● **Work task**
Return all the entries below exactly as they were given.

(Saved data entries)
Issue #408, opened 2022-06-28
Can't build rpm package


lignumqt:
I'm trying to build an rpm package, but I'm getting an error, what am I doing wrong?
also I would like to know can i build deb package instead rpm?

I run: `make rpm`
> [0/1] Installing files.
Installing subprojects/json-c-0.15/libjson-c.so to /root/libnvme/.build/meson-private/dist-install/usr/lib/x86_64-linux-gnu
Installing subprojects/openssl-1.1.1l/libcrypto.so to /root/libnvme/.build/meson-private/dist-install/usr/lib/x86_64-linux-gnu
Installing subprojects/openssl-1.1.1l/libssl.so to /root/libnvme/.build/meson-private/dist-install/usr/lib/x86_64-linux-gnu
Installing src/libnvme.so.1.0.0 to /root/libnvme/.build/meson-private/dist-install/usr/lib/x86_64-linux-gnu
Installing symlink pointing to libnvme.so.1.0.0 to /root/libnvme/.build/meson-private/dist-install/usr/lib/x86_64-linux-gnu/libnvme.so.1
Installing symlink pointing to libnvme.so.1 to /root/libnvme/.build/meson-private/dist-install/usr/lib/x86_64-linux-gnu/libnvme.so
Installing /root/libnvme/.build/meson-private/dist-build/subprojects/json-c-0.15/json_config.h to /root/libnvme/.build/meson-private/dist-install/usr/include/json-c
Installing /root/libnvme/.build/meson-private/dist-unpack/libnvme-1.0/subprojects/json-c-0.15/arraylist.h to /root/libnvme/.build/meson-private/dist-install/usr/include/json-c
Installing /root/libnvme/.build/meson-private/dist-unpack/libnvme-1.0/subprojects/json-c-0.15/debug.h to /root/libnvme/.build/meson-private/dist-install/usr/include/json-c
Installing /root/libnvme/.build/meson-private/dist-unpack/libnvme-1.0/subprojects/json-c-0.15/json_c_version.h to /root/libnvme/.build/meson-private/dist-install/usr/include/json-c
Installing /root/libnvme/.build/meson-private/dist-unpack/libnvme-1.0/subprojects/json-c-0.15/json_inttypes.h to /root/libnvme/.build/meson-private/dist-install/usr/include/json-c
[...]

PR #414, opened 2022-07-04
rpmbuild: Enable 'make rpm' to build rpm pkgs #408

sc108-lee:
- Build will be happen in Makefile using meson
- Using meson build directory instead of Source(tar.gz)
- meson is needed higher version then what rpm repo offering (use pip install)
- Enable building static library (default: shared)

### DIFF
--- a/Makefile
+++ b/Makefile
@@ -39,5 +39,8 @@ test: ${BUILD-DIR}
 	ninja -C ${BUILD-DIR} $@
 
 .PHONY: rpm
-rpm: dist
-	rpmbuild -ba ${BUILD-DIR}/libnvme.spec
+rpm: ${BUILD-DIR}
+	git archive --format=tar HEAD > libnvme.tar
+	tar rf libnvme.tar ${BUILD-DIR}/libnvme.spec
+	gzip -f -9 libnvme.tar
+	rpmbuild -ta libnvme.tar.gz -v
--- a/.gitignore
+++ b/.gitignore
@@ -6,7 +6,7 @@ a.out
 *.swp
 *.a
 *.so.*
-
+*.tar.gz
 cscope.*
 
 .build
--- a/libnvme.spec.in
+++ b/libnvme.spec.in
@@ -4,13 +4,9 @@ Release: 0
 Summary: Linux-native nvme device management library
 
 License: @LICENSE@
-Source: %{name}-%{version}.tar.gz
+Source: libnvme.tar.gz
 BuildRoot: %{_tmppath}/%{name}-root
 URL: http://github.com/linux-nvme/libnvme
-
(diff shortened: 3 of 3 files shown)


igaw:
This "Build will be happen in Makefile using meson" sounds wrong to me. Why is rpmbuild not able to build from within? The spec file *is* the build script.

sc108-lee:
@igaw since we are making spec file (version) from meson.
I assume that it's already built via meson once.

● **Reply**
Issue #408, opened 2022-06-28
Can't build rpm package


lignumqt:
I'm trying to build an rpm package, but I'm getting an error, what am I doing wrong?
also I would like to know can i build deb package instead rpm?

I run: `make rpm`
> [0/1] Installing files.
Installing subprojects/json-c-0.15/libjson-c.so to /root/libnvme/.build/meson-private/dist-install/usr/lib/x86_64-linux-gnu
Installing subprojects/openssl-1.1.1l/libcrypto.so to /root/libnvme/.build/meson-private/dist-install/usr/lib/x86_64-linux-gnu
Installing subprojects/openssl-1.1.1l/libssl.so to /root/libnvme/.build/meson-private/dist-install/usr/lib/x86_64-linux-gnu
Installing src/libnvme.so.1.0.0 to /root/libnvme/.build/meson-private/dist-install/usr/lib/x86_64-linux-gnu
Installing symlink pointing to libnvme.so.1.0.0 to /root/libnvme/.build/meson-private/dist-install/usr/lib/x86_64-linux-gnu/libnvme.so.1
Installing symlink pointing to libnvme.so.1 to /root/libnvme/.build/meson-private/dist-install/usr/lib/x86_64-linux-gnu/libnvme.so
Installing /root/libnvme/.build/meson-private/dist-build/subprojects/json-c-0.15/json_config.h to /root/libnvme/.build/meson-private/dist-install/usr/include/json-c
Installing /root/libnvme/.build/meson-private/dist-unpack/libnvme-1.0/subprojects/json-c-0.15/arraylist.h to /root/libnvme/.build/meson-private/dist-install/usr/include/json-c
Installing /root/libnvme/.build/meson-private/dist-unpack/libnvme-1.0/subprojects/json-c-0.15/debug.h to /root/libnvme/.build/meson-private/dist-install/usr/include/json-c
Installing /root/libnvme/.build/meson-private/dist-unpack/libnvme-1.0/subprojects/json-c-0.15/json_c_version.h to /root/libnvme/.build/meson-private/dist-install/usr/include/json-c
Installing /root/libnvme/.build/meson-private/dist-unpack/libnvme-1.0/subprojects/json-c-0.15/json_inttypes.h to /root/libnvme/.build/meson-private/dist-install/usr/include/json-c
[...]

PR #414, opened 2022-07-04
rpmbuild: Enable 'make rpm' to build rpm pkgs #408

sc108-lee:
- Build will be happen in Makefile using meson
- Using meson build directory instead of Source(tar.gz)
- meson is needed higher version then what rpm repo offering (use pip install)
- Enable building static library (default: shared)

### DIFF
--- a/Makefile
+++ b/Makefile
@@ -39,5 +39,8 @@ test: ${BUILD-DIR}
 	ninja -C ${BUILD-DIR} $@
 
 .PHONY: rpm
-rpm: dist
-	rpmbuild -ba ${BUILD-DIR}/libnvme.spec
+rpm: ${BUILD-DIR}
+	git archive --format=tar HEAD > libnvme.tar
+	tar rf libnvme.tar ${BUILD-DIR}/libnvme.spec
+	gzip -f -9 libnvme.tar
+	rpmbuild -ta libnvme.tar.gz -v
--- a/.gitignore
+++ b/.gitignore
@@ -6,7 +6,7 @@ a.out
 *.swp
 *.a
 *.so.*
-
+*.tar.gz
 cscope.*
 
 .build
--- a/libnvme.spec.in
+++ b/libnvme.spec.in
@@ -4,13 +4,9 @@ Release: 0
 Summary: Linux-native nvme device management library
 
 License: @LICENSE@
-Source: %{name}-%{version}.tar.gz
+Source: libnvme.tar.gz
 BuildRoot: %{_tmppath}/%{name}-root
 URL: http://github.com/linux-nvme/libnvme
-
(diff shortened: 3 of 3 files shown)


igaw:
This "Build will be happen in Makefile using meson" sounds wrong to me. Why is rpmbuild not able to build from within? The spec file *is* the build script.

sc108-lee:
@igaw since we are making spec file (version) from meson.
I assume that it's already built via meson once.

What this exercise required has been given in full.